Segment Start: Input data
PR #1450, opened 2020-03-09
Feature/add tab mapping

jakeday:
Taking a stab add adding the Visual Mode mapping and adding support for tab and shift tab to indent and outdent when in the visual mode.


src/Store/KeyBindingsStoreConnector.re
```diff
@@ -179,6 +179,16 @@ let start = () => {
         command: "workbench.action.files.save",
         condition: "editorTextFocus" |> WhenExpr.parse,
       },
+      {
+        key: "<TAB>",
+        command: "input.indent",
```
glennsl: `input` would refer to the text input component I think. VSCode has an`editor.action.indentLines` command, but no corresponding command for the reverse. But perhaps we could just invent that ourselves. Ideally this would work in both normal and visual modes though.

glennsl:
Also, you need to run `esy format` to appease the CI.

jakeday:
@glennsl  I don't know why the check failed, but it generated the artifacts. I tested them and they appear to be working correctly.

src/Store/VimStoreConnector.re
```diff
@@ -862,6 +862,22 @@ let start =
       ();
     });
 
+  let indentEffect =
+    Isolinear.Effect.create(~name="vim.indent", () => {
+      let _ = Vim.input(">");
+      let _ = Vim.input("g");
+      let _ = Vim.input("v");
```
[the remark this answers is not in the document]
jakeday: Well I'm glad I could help!

leavengood:
The Windows CI tasks seems to be flaky. I had a similar issue last night for my PR, but it worked fine this morning. You just need @glennsl or @bryphe to re-run the CI pipeline.

src/Store/KeyBindingsStoreConnector.re
```diff
@@ -179,6 +179,16 @@ let start = () => {
         command: "workbench.action.files.save",
         condition: "editorTextFocus" |> WhenExpr.parse,
       },
+      {
+        key: "<TAB>",
```
glennsl: Still wondering where this keybinding comes from, and leaning towards the default being `Ctrol+]`, since that's the default for vscode. After all, we aim to be vscode/vim hybrid first and foremot.

CrossR: I use `tab` and `shift-tab` in VSCode with no extensions to indent and unindent blocks of code, though I can only see the action bound to `Ctrl-[]` in the docs...but it does work, so not so sure.

glennsl: Is it a `vscodevim` thing perhaps?

CrossR: Don't think so! I use it on clean machines helping students out in programming labs, and its worked across every machine I've tried, so I think it must be default to VSCode since the only plugins they have installed is the Python one.

glennsl: Ah, yeah it doesn't work with vscodevim, but does work with a selection if I disable it. And of course it works if I put the cursor at the beginning of the line. So I guess that's just part of the "core" editor experience.

Should we have both bindings then? They aren't entirely identical since the "proper" keybinding will indent the line even without a selection, but that's closer to this behaviour anyway.

Also, on macOS the keybinding is `Ctrl+Alt+Cmd+8` to outdent and `Ctrl+Alt+Cmd+9` to indent.

leavengood: This is what I see for a fairly stock VSCode on macOS:

Indent:

Screen Shot 2020-03-10 at 5 37 26 PM

Outdent:

Screen Shot 2020-03-10 at 5 36 39 PM

There does actually seem to be a command that is just plain `outdent`, but not `indent`, at least when I searched.

Tab and Shift-Tab definitely also indent and outdent for me, for both selections and just normal lines.

leavengood: I tend to use `Cmd-]` and `Cmd-[`.

glennsl: Weird. I have no custom keybindings on my mac. These are the default ones. But I do have a Norwegian keyboard layout, where I need to type `Alt+8` and `Alt+9` to get eh square brackets, so the bindings are effectively `Ctrl+Cmd+[` and `Ctrl+Cmd+]`. But that's still weird. I have to look into how the default keybindings are chosen.

Anyway, I propose the following:
- Add keybindings for `C-[`/`C-]` and `D-[`/`D-]` to `editor.action.indentLines`/`outdentLines`
- Change the command of `Tab` and `S-Tab` to `indent` and `outdent`, but just have them trigger the same effect, effectively turning them into aliases.  If in the future we then need to differentiate their behaviour, we can do so fairly easily.

Does that sound ok @jakeday?

jakeday: @glennsl I added the mappings for the CTRL+] and CTRL+[ for indenting and outdenting. With the current mappings in this PR, we can support both typical use cases for users who will expect to be able to use these shortcuts regardless of which editor they are use to.

glennsl: Thanks @jakeday. Could you implement my second suggestion as well? Unless you don't think it's a good idea for some reason.

jakeday: @glennsl Are you wanting the command to be just "indent" or "editor.action.indent"?

glennsl: I'd like `Tab` to be just `indent` and `S-Tab` to be just `outdent`, since the latter actually exists as a keybinding in vscode. `indent` is oddly missing, so we'll just have to infer that one.

jakeday: @glennsl Done!

PR #1453, opened 2020-03-10
CI - OSX: Try building on 10.15, with 10.12 still as deployment target

bryphe:


bryphe:
Bummer - it looks like building on 10.15 means we get a `dyld` error on 10.13:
Segment End: Input data
Restate the records word for word, leaving nothing out.

PR #1450, opened 2020-03-09
Feature/add tab mapping

jakeday:
Taking a stab add adding the Visual Mode mapping and adding support for tab and shift tab to indent and outdent when in the visual mode.


src/Store/KeyBindingsStoreConnector.re
```diff
@@ -179,6 +179,16 @@ let start = () => {
         command: "workbench.action.files.save",
         condition: "editorTextFocus" |> WhenExpr.parse,
       },
+      {
+        key: "<TAB>",
+        command: "input.indent",
```
glennsl: `input` would refer to the text input component I think. VSCode has an`editor.action.indentLines` command, but no corresponding command for the reverse. But perhaps we could just invent that ourselves. Ideally this would work in both normal and visual modes though.

glennsl:
Also, you need to run `esy format` to appease the CI.

jakeday:
@glennsl  I don't know why the check failed, but it generated the artifacts. I tested them and they appear to be working correctly.

src/Store/VimStoreConnector.re
```diff
@@ -862,6 +862,22 @@ let start =
       ();
     });
 
+  let indentEffect =
+    Isolinear.Effect.create(~name="vim.indent", () => {
+      let _ = Vim.input(">");
+      let _ = Vim.input("g");
+      let _ = Vim.input("v");
```
[the remark this answers is not in the document]
jakeday: Well I'm glad I could help!

leavengood:
The Windows CI tasks seems to be flaky. I had a similar issue last night for my PR, but it worked fine this morning. You just need @glennsl or @bryphe to re-run the CI pipeline.

src/Store/KeyBindingsStoreConnector.re
```diff
@@ -179,6 +179,16 @@ let start = () => {
         command: "workbench.action.files.save",
         condition: "editorTextFocus" |> WhenExpr.parse,
       },
+      {
+        key: "<TAB>",
```
glennsl: Still wondering where this keybinding comes from, and leaning towards the default being `Ctrol+]`, since that's the default for vscode. After all, we aim to be vscode/vim hybrid first and foremot.

CrossR: I use `tab` and `shift-tab` in VSCode with no extensions to indent and unindent blocks of code, though I can only see the action bound to `Ctrl-[]` in the docs...but it does work, so not so sure.

glennsl: Is it a `vscodevim` thing perhaps?

CrossR: Don't think so! I use it on clean machines helping students out in programming labs, and its worked across every machine I've tried, so I think it must be default to VSCode since the only plugins they have installed is the Python one.

glennsl: Ah, yeah it doesn't work with vscodevim, but does work with a selection if I disable it. And of course it works if I put the cursor at the beginning of the line. So I guess that's just part of the "core" editor experience.

Should we have both bindings then? They aren't entirely identical since the "proper" keybinding will indent the line even without a selection, but that's closer to this behaviour anyway.

Also, on macOS the keybinding is `Ctrl+Alt+Cmd+8` to outdent and `Ctrl+Alt+Cmd+9` to indent.

leavengood: This is what I see for a fairly stock VSCode on macOS:

Indent:

Screen Shot 2020-03-10 at 5 37 26 PM

Outdent:

Screen Shot 2020-03-10 at 5 36 39 PM

There does actually seem to be a command that is just plain `outdent`, but not `indent`, at least when I searched.

Tab and Shift-Tab definitely also indent and outdent for me, for both selections and just normal lines.

leavengood: I tend to use `Cmd-]` and `Cmd-[`.

glennsl: Weird. I have no custom keybindings on my mac. These are the default ones. But I do have a Norwegian keyboard layout, where I need to type `Alt+8` and `Alt+9` to get eh square brackets, so the bindings are effectively `Ctrl+Cmd+[` and `Ctrl+Cmd+]`. But that's still weird. I have to look into how the default keybindings are chosen.

Anyway, I propose the following:
- Add keybindings for `C-[`/`C-]` and `D-[`/`D-]` to `editor.action.indentLines`/`outdentLines`
- Change the command of `Tab` and `S-Tab` to `indent` and `outdent`, but just have them trigger the same effect, effectively turning them into aliases.  If in the future we then need to differentiate their behaviour, we can do so fairly easily.

Does that sound ok @jakeday?

jakeday: @glennsl I added the mappings for the CTRL+] and CTRL+[ for indenting and outdenting. With the current mappings in this PR, we can support both typical use cases for users who will expect to be able to use these shortcuts regardless of which editor they are use to.

glennsl: Thanks @jakeday. Could you implement my second suggestion as well? Unless you don't think it's a good idea for some reason.

jakeday: @glennsl Are you wanting the command to be just "indent" or "editor.action.indent"?

glennsl: I'd like `Tab` to be just `indent` and `S-Tab` to be just `outdent`, since the latter actually exists as a keybinding in vscode. `indent` is oddly missing, so we'll just have to infer that one.

jakeday: @glennsl Done!

PR #1453, opened 2020-03-10
CI - OSX: Try building on 10.15, with 10.12 still as deployment target

bryphe:


bryphe:
Bummer - it looks like building on 10.15 means we get a `dyld` error on 10.13:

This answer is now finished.